Angela called at about nine o’clock. She knew that I knew.

‘I’m sorry, Johnny, I’m sorry,’ she said. She began to cry. ‘I feel so terrible, I can’t tell you how terrible I feel, Johnny.’

I could not say anything. My throat had dried up completely.

Angela sniffed. ‘Just a moment,’ she said, ‘I’m just going to close the door.’ She returned. ‘Johnny, are you still there? Say something. Johnny? My love?’

‘I’m here,’ I said.

‘Johnny, my love,’ Angela said. She sniffed again.

There was a silence.

Then I said, ‘Well, I don’t know, Angie, I just don’t know any more.’ My voice was low and very calm.

Angela said, frightened, ‘Johnny?’

Another silence.

Then she said, ‘Johnny, I have to see you. Why don’t you come here on Saturday? My parents are going to be away and we could go and stay at their place. It would just be the two of us.’

I said, ‘You want me to drive all the way to you? All the way out to Waterville?’

Angela said quickly, ‘No, I just, I just thought that …’ She stopped. ‘I’ll come,’ she said decisively. ‘I’ll get the train.’

‘No, wait,’ I said. I had to get out of the flat, out of Rockport. ‘I’ll come. I can’t say when yet. I’ll see you when I see you. At your parents’ house.’

‘Johnny?’ Angela said. ‘I’ll be waiting for you, my love.’

That’s right, I thought as I hung up, you bloody wait. You get a taste of what it’s like.

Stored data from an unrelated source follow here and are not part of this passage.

PR #1158, opened 2026-08-08
Keep the multi-RHS SupernodalLU sweeps allocation-free on Julia 1.11

ChrisRackauckas-Claude:
> [!NOTE]

## The failure

`test/qa/supernodal_allocations.jl:73` fails on Julia 1.11 — the multi-RHS `solve!` allocates where it asserts zero:

```
SupernodalLU solve sweeps are provably allocation-free: Test Failed at test/qa/supernodal_allocations.jl:73
  Expression: @allocated(LinearSolve.SupernodalLU.solve!(X, F, B; refine = 0)) == 0
   Evaluated: 6144 == 0      # tridiagonal n=200
   Evaluated: 29952 == 0     # poisson2d k=30
```

## It is not a regression, and CI structurally cannot see it

I bisected and came up empty by design. Only one commit since the test was added touches SupernodalLU (`339ca246`, #1134), and its parent `a507d857` fails identically. Going back to `2fcfb43b` — the commit that *introduced* the test — it fails there too, with the same byte counts. No commit ever broke this.

The actual variable is the Julia version:

| Julia | Result |
|---|---|
| 1.10 (`lts`) | passes |
| **1.11** | **fails** — 6144 / 29952 B |
| 1.12 (`1`) | passes |

`test_groups.toml` has `[QA] versions = ["lts", "1"]` = 1.10 and 1.12. **1.11 is never exercised by QA**, which is why this is invisible in CI and only shows up when the group is run locally on 1.11.

## Root cause

Every byte profiles to one place:

```
[36 allocs, 2304 bytes]  _ldiv! @ triangular.jl:966  <-  ldiv! @ triangular.jl:975
[36 allocs, 2304 bytes]  _ldiv! @ triangular.jl:966  <-  ldiv! @ triangular.jl:973
[24 allocs, 1536 bytes]  _ldiv! @ triangular.jl:966
```

On Julia 1.11, `LinearAlgebra.ldiv!` on a triangular wrapper heap-allocates a fixed **64 B per call** for a *matrix* right-hand side. Not for a vector, and not on 1.10 or 1.12. It is exactly one allocation per call — 96 calls → 6144 B, 468 calls → 29952 B. The 3-arg `ldiv!(C, A, B)` allocates identically, so it is `generic_trimatdiv!` itself, not the 2-arg `istriu` dispatch.

Why single-RHS passes and multi-RHS does not is structural rather than luck: the single-RHS sweep guards `ldiv!` behind `PANEL_BLAS_CUTOFF` and uses the hand-rolled column kernels below it, so at these panel widths (mean ~12) it never calls `ldiv!` at all. **The multi-RHS sweep had no such guard** and called it unconditionally — contradicting this file's own header, which claims both paths are allocation-free.

## Fix

Give the multi-RHS path the same structure the single-RHS path already has: apply the existing single-RHS kernels per column below the cutoff, and call `BLAS.trsm!` above it, falling back to `ldiv!` for non-BLAS element types. `BLAS.trsm!` is public API (`:trsm! in names(LinearAlgebra.BLAS)`).

Both halves earn their place — measured on 1.11, before vs after:

```
                              BEFORE          AFTER
tridiagonal n=200  maxnp=18   alloc=6144  →   alloc=0     # cutoff kernels
dense block m=150  maxnp=150  alloc= 512  →   alloc=0     # BLAS.trsm!
```

## Verification

Julia 1.11 unless noted:

| Check | Result |
|---|---|
| `supernodal_allocations.jl` on 1.11 | **6/6 pass** (was 4 pass, 2 fail) |
| same on 1.10 / 1.12 | 6/6 and 8/8, unchanged |
| `test/Core/supernodal_lu.jl` | pass, no failures |
| Residuals, both cutoff paths, nrhs in {1,3,5} | ~1e-16, unchanged |
| BigFloat matrix RHS (generic `ldiv!` fallback) | rel.resid 1.3e-77 |
| ComplexF64 matrix RHS, both sides of cutoff | 4.0e-16 / 4.8e-16 |
| Float32 matrix RHS via `trsm!` | 2.1e-7 (`eps(Float32)`-consistent) |
| Runic `--check` | clean |
| `typos` | clean |

On 1.12 the `STATIC_SWEEP_PROOF` AllocCheck path is enabled and passes (8/8), so the sweeps are statically proven allocation-free there too.

`GROUP=Core` fails on this branch **and identically on unmodified `main`** with `UndefVarError: mul! not defined in RecursiveFactorization` from `butterflylu.jl:176` — that file imports only `Diagonal, I` from LinearAlgebra yet calls `mul!`. That is an upstream bug in RecursiveFactorization v0.2.26, unrelated to this change; both runs report the same `5 passed, 0 failed, 1 errored`.

## Suggested follow-up (not in this PR)

Consider adding `"1.11"` to the QA matrix in `test_groups.toml`. This class of bug — a version-specific allocation regression in a path the tests assert is allocation-free — is invisible to a `["lts", "1"]` matrix, and 1.11 is a version users run.

### DIFF
--- a/src/SupernodalLU/solve.jl
+++ b/src/SupernodalLU/solve.jl
@@ -52,6 +52,43 @@ end
     return nothing
 end
 
+# Multi-RHS pivot-block solves.  `LinearAlgebra.ldiv!` on a triangular wrapper
+# heap-allocates a fixed 64 B per call on Julia 1.11 for a matrix right-hand
+# side (not for a vector, and not on 1.10 or 1.12), which breaks the
+# allocation-free guarantee for every panel of every sweep.  Applying the
+# single-RHS kernels per column below the cutoff and calling `BLAS.trsm!`
+# directly above it keeps both paths free of that wrapper.
+@inline function _unit_lower_solve!(W::AbstractMatrix{Tv}, X::AbstractMatrix{Tv}, np::Int) where {Tv}
+    @inbounds for r in axes(X, 2)
+        _unit_lower_solve!(W, view(X, :, r), np)
+    end
+    return nothing
+end
+
+@inline function _upper_solve!(W::AbstractMatrix{Tv}, X::AbstractMatrix{Tv}, np::Int) where {Tv}
+    @inbounds for r in axes(X, 2)
+        _upper_solve!(W, view(X, :, r), np)
+    end
+    return nothing
+end
+
+# `trsm!` covers the BLAS element types; anything else falls back to `ldiv!`.
+_panel_unit_lower_trsm!(A::AbstractMatrix, B::AbstractMatrix) =
+    ldiv!(UnitLowerTriangular(A), B)
+function _panel_unit_lower_trsm!(
+        A::StridedMatrix{Tv}, B::StridedMatrix{Tv}
+    ) where {Tv <: LinearAlgebra.BlasFloat}
+    return BLAS.trsm!('L', 'L', 'N', 'U', one(Tv), A, B)
+end
+
+_panel_upper_trsm!(A::AbstractMatrix, B::AbstractMatrix) =
+    ldiv!(UpperTriangular(A), B)
+function _panel_upper_trsm!(
+        A::StridedMatrix{Tv}, B::StridedMatrix{Tv}
+    ) where {Tv <: LinearAlgebra.BlasFloat}
+    return BLAS.trsm!('L', 'U', 'N', 'N', one(Tv), A, B)
+end
+
 # t := A * x for the L21 block W[np+1:np+nu, 1:np] (column-oriented gemv).
 @inline function _panel_gemv!(
         t::AbstractVector{Tv}, W::AbstractMatrix{Tv}, x::AbstractVector{Tv},
@@ -170,7 +207,11 @@ function _solve_panels!(Y::AbstractMatrix{Tv}, F::SupernodalLUFactor{Tv}) where 
         nu = length(Rf)
         Ws = F.W[s]
         Yb = view(Y, c1:c2, :)
-        ldiv!(UnitLowerTriangular(view(Ws, 1:np, 1:np)), Yb)
+        if np < PANEL_BLAS_CUTOFF
+            _unit_lower_solve!(Ws, Yb, np)
+        else
+            _panel_unit_lower_trsm!(view(Ws, 1:np, 1:np), Yb)
+        end
         if nu > 0
             T = reshape(view(buf, 1:(nu * nrhs)), nu, nrhs)
             mul!(T, view(Ws, (np + 1):(np + nu), 1:np), Yb)
@@ -194,7 +235,11 @@ function _solve_panels!(Y::AbstractMatrix{Tv}, F::SupernodalLUFactor{Tv}) where 
             end
             mul!(Yb, F.Z[s], T, -one(Tv), one(Tv))
         end
-        ldiv!(UpperTriangular(view(Ws, 1:np, 1:np)), Yb)
+        if np < PANEL_BLAS_CUTOFF
+            _upper_solve!(Ws, Yb, np)
+        else
+            _panel_upper_trsm!(view(Ws, 1:np, 1:np), Yb)
+        end
     end
     return Y
 end
--- a/src/SupernodalLU/solve.jl
+++ b/src/SupernodalLU/solve.jl
@@ -52,12 +52,40 @@ end
     return nothing
 end
 
-# Multi-RHS pivot-block solves.  `LinearAlgebra.ldiv!` on a triangular wrapper
-# heap-allocates a fixed 64 B per call on Julia 1.11 for a matrix right-hand
-# side (not for a vector, and not on 1.10 or 1.12), which breaks the
-# allocation-free guarantee for every panel of every sweep.  Applying the
-# single-RHS kernels per column below the cutoff and calling `BLAS.trsm!`
-# directly above it keeps both paths free of that wrapper.
+# Multi-RHS pivot-block solves.  Two things make `LinearAlgebra.ldiv!` on a
+# triangular wrapper the wrong call here.  It heap-allocates a fixed 64 B per
+# call on Julia 1.11 for a matrix right-hand side (not for a vector, and not on
+# 1.10 or 1.12), breaking the allocation-free guarantee for every panel of
+# every sweep.  And for BLAS element types it reaches `trsm!` at every size,
+# which loses badly on the narrow, small panels that dominate.
+#
+# `PANEL_BLAS_CUTOFF` is the wrong criterion for these sweeps: it is a pure `np`
+# threshold tuned for the single-RHS gemv shapes, whereas here the crossover is
+# two-dimensional.  Measured kernels vs `trsm!` on Float64, cross-checked at 1
+# and 8 BLAS threads, over np in 4..512 and nrhs in 1..32:
+#
+#   * nrhs <= 3    kernels win at every `np` tested, up to 512 (1.1-4x).  A wide
+#                  panel does not rescue `trsm!` if the block stays narrow.
+#   * np < 16      kernels win at every `nrhs` tested, up to 32 (1.0-2.9x).
+#                  This is the common case: median panel width is 6.
+#   * otherwise    `trsm!` wins once the block is big enough to amortize the
+#                  call (1.1-7x), which tracks `np * nrhs` rather than either
+#                  dimension alone -- np=16,nrhs=4 still favours the kernels
+#                  (1.7x) while np=24,nrhs=6 already favours `trsm!` (1.2x).
+#
+# Differences inside the 1.0-1.3x band are near run-to-run noise, so the
+# thresholds are deliberately coarse.
+const PANEL_TRSM_MIN_NP = 16
+const PANEL_TRSM_MIN_NRHS = 4
+const PANEL_TRSM_MIN_WORK = 128
+
+# Non-BLAS element types have no `trsm!` to reach for, and the kernels also beat
+# the generic `ldiv!` for them (measured 1.1-1.2x on Float16 at every size), so
+# they always take the kernels.
+@inline _panel_use_trsm(::Type{Tv}, np::Int, nrhs::Int) where {Tv} =
+    Tv <: LinearAlgebra.BlasFloat && np >= PANEL_TRSM_MIN_NP &&
+    nrhs >= PANEL_TRSM_MIN_NRHS && np * nrhs >= PANEL_TRSM_MIN_WORK
+
 @inline function _unit_lower_solve!(W::AbstractMatrix{Tv}, X::AbstractMatrix{Tv}, np::Int) where {Tv}
     @inbounds for r in axes(X, 2)
         _unit_lower_solve!(W, view(X, :, r), np)
@@ -207,10 +235,10 @@ function _solve_panels!(Y::AbstractMatrix{Tv}, F::SupernodalLUFactor{Tv}) where 
         nu = length(Rf)
         Ws = F.W[s]
         Yb = view(Y, c1:c2, :)
-        if np < PANEL_BLAS_CUTOFF
-            _unit_lower_solve!(Ws, Yb, np)
-        else
+        if _panel_use_trsm(Tv, np, nrhs)
             _panel_unit_lower_trsm!(view(Ws, 1:np, 1:np), Yb)
+        else
+            _unit_lower_solve!(Ws, Yb, np)
         end
         if nu > 0
             T = reshape(view(buf, 1:(nu * nrhs)), nu, nrhs)
@@ -235,10 +263,10 @@ function _solve_panels!(Y::AbstractMatrix{Tv}, F::SupernodalLUFactor{Tv}) where 
             end
             mul!(Yb, F.Z[s], T, -one(Tv), one(Tv))
         end
-        if np < PANEL_BLAS_CUTOFF
-            _upper_solve!(Ws, Yb, np)
-        else
+        if _panel_use_trsm(Tv, np, nrhs)
             _panel_upper_trsm!(view(Ws, 1:np, 1:np), Yb)
+        else
+            _upper_solve!(Ws, Yb, np)
         end
     end
     return Y


ChrisRackauckas-Claude:
Independent verification from a parallel investigation of the same QA failure (separate session, clean clone of `main` at 128d73c8). I was about to open the same PR; per coordination, posting the evidence and two concrete deltas here instead of racing a duplicate.

## Confirmations

- Reproduced at 128d73c8 on Julia 1.11.9: `test/qa/supernodal_allocations.jl` 4 pass / 2 fail, `Evaluated: 6144 == 0` and `29952 == 0`. Same file passes 6/6 on 1.10.11 and 8/8 on 1.12.6 (static proofs enabled) with the same dep set.
- Not a regression, independently: I ran the repro at cbfd6b7c (#1112, the commit that introduced the multi-RHS assertion) on 1.11.9 — byte-identical failure (6144 / 29952). Every commit that has ever had this test fails on 1.11; no LinearSolve commit and no package dependency is implicated. `[QA] versions = ["lts", "1"]` = 1.10/1.12, so CI structurally never sees 1.11 — matches this PR's table.
- Root-cause attribution agrees, with one refinement: `Profile.Allocs` (sample_rate=1) puts every byte at `_ldiv! @ triangular.jl:966` reached from the sweep's `ldiv!` calls, and the allocated *objects* are boxed `SubArray` arguments — i.e. the inner `generic_trimatdiv!` call is executed as a runtime dispatch on 1.11 (devirtualization failure), 4 boxes x 64 B = **256 B per `ldiv!` call**: tridiag200 = 12 supernodes x 2 sweeps x 256 B = 6144; the "96/468 allocs" in the profiles are boxes, not calls (24/140 calls). The vector form devirtualizes fine on 1.11 — that is the whole single-RHS/multi-RHS asymmetry, as this PR says.
- Extra CI context for whoever reconciles this with the dashboards: `QA (julia 1)` on `main` has been red since 339ca246 (2026-08-01) anyway — for an **unrelated** JET failure on 1.12 (`33 passed, 1 failed, 8 broken`; runtime-dispatch reports in Base `show`/Static/SparseArrays frames): https://github.com/SciML/LinearSolve.jl/actions/runs/30716868800/job/91413886406. Last green was a507d857. That failure is separate from this PR's subject and still needs an owner.

## Delta 1: the per-column kernel loop regresses wide-RHS solves on 1.11

I benchmarked three variants of the multi-RHS sweep (min over 2x2000 warm `solve!(X, F, B; refine = 0)` runs, `OPENBLAS_NUM_THREADS=1`, `BLAS.set_num_threads(1)`, poisson2d(k), AMD EPYC 7502, times in us):

**Julia 1.11.9**

| case | `main` (stdlib trtrs) | per-column kernels (this PR's shape) | fused kernels |
|---|---|---|---|
| k=30 n=900 nrhs=3 | 172.4 | 138.2 | **133.2** |
| k=30 n=900 nrhs=32 | **632.8** | 874.1 (+38%) | 725.9 (+15%) |
| k=60 n=3600 nrhs=3 | 783.3 | 652.0 | **625.2** |
| k=60 n=3600 nrhs=32 | **2827.0** | 3968.8 (+40%) | 3308.9 (+17%) |

**Julia 1.12.6** (fused vs main): 164.2/162.6, 622.0/625.9, 749.6/749.8, 2791.8/2828.0 — neutral everywhere. **Julia 1.10.11** (fused vs main): 165.2/165.7, 642.2/638.7, 758.2/758.3, 2870.1/2860.4 — neutral.

"Per-column kernels" = applying the vector kernel once per RHS column below the cutoff, which is what this PR's `_unit_lower_solve!`/`_upper_solve!` matrix methods do (measured on an equivalent local variant). It re-sweeps the whole pivot block once per RHS, and on 1.11's codegen that costs +38-40% vs `main` at 32 RHS. Fusing the kernels over the RHS columns (j outer, r middle, `@simd` over i — the pivot-block column `W[:,j]` is loaded once per j instead of once per (j, r)) keeps the small-nrhs win and cuts the wide-RHS penalty to +15-17%; crossover on 1.11 is ~8 RHS (fused 216.6 vs main 224.1), and on 1.12 fused matches trtrs at every point. The residual +15% at 32 RHS on 1.11 only is 1.11-codegen (same source is neutral on 1.10/1.12); I did not chase it further — an nrhs-dependent switch to `trsm!` below the cutoff would close it at the price of a tuned constant.

Fused-kernel bodies, as a diff against this PR's branch (allocation result identical — 6/6 on 1.11 — and Runic-clean):

```diff
 @inline function _unit_lower_solve!(W::AbstractMatrix{Tv}, X::AbstractMatrix{Tv}, np::Int) where {Tv}
-    @inbounds for r in axes(X, 2)
-        _unit_lower_solve!(W, view(X, :, r), np)
+    @inbounds for j in 1:np
+        for r in axes(X, 2)
+            xj = X[j, r]
+            iszero(xj) && continue
+            @simd for i in (j + 1):np
+                X[i, r] = muladd(-W[i, j], xj, X[i, r])
+            end
+        end
     end
     return nothing
 end

 @inline function _upper_solve!(W::AbstractMatrix{Tv}, X::AbstractMatrix{Tv}, np::Int) where {Tv}
-    @inbounds for r in axes(X, 2)
-        _upper_solve!(W, view(X, :, r), np)
+    @inbounds for j in np:-1:1
+        Wjj = W[j, j]
+        for r in axes(X, 2)
+            xj = X[j, r] / Wjj
+            X[j, r] = xj
+            iszero(xj) && continue
+            @simd for i in 1:(j - 1)
+                X[i, r] = muladd(-W[i, j], xj, X[i, r])
+            end
+        end
     end
     return nothing
 end
```

(Division stays `X[j, r] / Wjj` rather than a hoisted reciprocal so columns stay bit-identical to the single-RHS kernel.)

## Delta 2: the non-BLAS fallback above the cutoff re-enters the allocating path

```julia
_panel_unit_lower_trsm!(A::AbstractMatrix, B::AbstractMatrix) =
    ldiv!(UnitLowerTriangular(A), B)
```

is the exact stdlib matrix-RHS chain this PR exists to avoid, so on 1.11 a non-`BlasFloat` eltype (or non-strided scratch) with a panel at/above `PANEL_BLAS_CUTOFF` still allocates 256 B per call. Nothing asserts it — the `== 0` QA tests are Float64-only — so I can't show a red test for it; it just leaves the header's "allocation-free after warmup" claim false in that corner. The per-column **vector** `ldiv!` form is statically clean on 1.11 (it is the path the passing single-RHS poisson case already exercises at np=71):

```julia
else
    for r in axes(Yb, 2)
        ldiv!(UnitLowerTriangular(view(Ws, 1:np, 1:np)), view(Yb, :, r))
    end
end
```

(and `UpperTriangular` respectively).

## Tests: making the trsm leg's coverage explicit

I slept badly that night. I was worried about everything. I was worried about Angela and I was worried about Pa and I was worried about what I was going to do with the rest of my days. I was so worried about my life that I wasn’t worried about dying.

19

The train is rumbling slowly forward. The lady is asleep, mouth open, nose upturned, lightly snoring. The man has cast aside his newspaper and is staring dispiritedly out of the window, his shoulder leaning against the side of the carriage. He has abandoned his coffee-stained letter of complaint, which lies crumpled on the floor, there being no litter bins.

‘I might enter this quiz,’ Steve said. This was yesterday, Friday, morning. Rosie had left for work and I was watching him watching TV while trying to cut his big toenail with a small pair of nail scissors. It was an unequal struggle, the blades flapping fruitlessly against the hard white outcrop. He was always grooming himself in public like this, filing his warts or picking his corns or pushing down his cuticles right in front of you. ‘Bakelite,’ he said to the television as he focused on his foot. ‘I could win this thing,’ he said. He put down the nail scissors and went to the kitchen to open the cutlery drawer. Returning with the large wine-coloured industrial scissors, he placed his foot on the edge of a chair and concentrated with a grimace. Crack: a solid fleck sprang across the room like a grasshopper. ‘Riyadh,’ Steve told the quizmaster.

The phone rang.

It was Pa. ‘Son, I wonder if you would come down to the tennis club with me this morning.’

‘Yes,’ I said, surprised, ‘of course.’

‘I’ll be round in twenty minutes,’ he said.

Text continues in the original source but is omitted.